PR #4930, opened 2020-02-14
Remove rename for finalized event and add some docs.

tomusdrw:
Extra docs and removal of serde rename as a follow up for #4740, also see #4438

### DIFF
--- a/primitives/transaction-pool/src/pool.rs
+++ b/primitives/transaction-pool/src/pool.rs
@@ -98,7 +98,6 @@ pub enum TransactionStatus<Hash, BlockHash> {
 	/// The transaction has been broadcast to the given peers.
 	Broadcast(Vec<String>),
 	/// Transaction has been included in block with given hash.
-	#[serde(rename = "finalized")] // See #4438
 	InBlock(BlockHash),
 	/// The block this transaction was included in has been retracted.
 	Retracted(BlockHash),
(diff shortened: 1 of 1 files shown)


primitives/transaction-pool/src/pool.rs
```diff
@@ -67,16 +67,22 @@ impl PoolStatus {
...
-///		- `Finalized`
+///		- `InBlock`
 ///		- `Invalid`
 ///		- `Usurped`
 ///		- `Dropped`
+///	4. Re-entering the pool:
+///		- `Retracted`
+///	5. Block finalized:
+///		- `Finalized`
+///		- `FinalityTimeout`
```
bkchr: What is the timeout?

tomusdrw: After roughly 512 (a hardcoded constant; currently arbitrary, not based on any research) block pass with no finality we consider that a timeout. This is to prevent prevent leaking memory (and watchers) in case of either:
1. A bug in the code (like missing notification for a particular block)
2. Finality being temporarily broken (or just unavailable)

Note that you are free to re-subscribe for a particular hash after the timeout to wait for even longer (indefinitely)

bkchr: Yeah that is a good idea :) However, I think we should document it. Maybe at least say that `512` is a minimum?

tomusdrw: Done.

WHAT TO PRODUCE –
Search the records for the word "primitives" and copy out every line that holds it.

ANSWER BOX –
--- a/primitives/transaction-pool/src/pool.rs
+++ b/primitives/transaction-pool/src/pool.rs
primitives/transaction-pool/src/pool.rs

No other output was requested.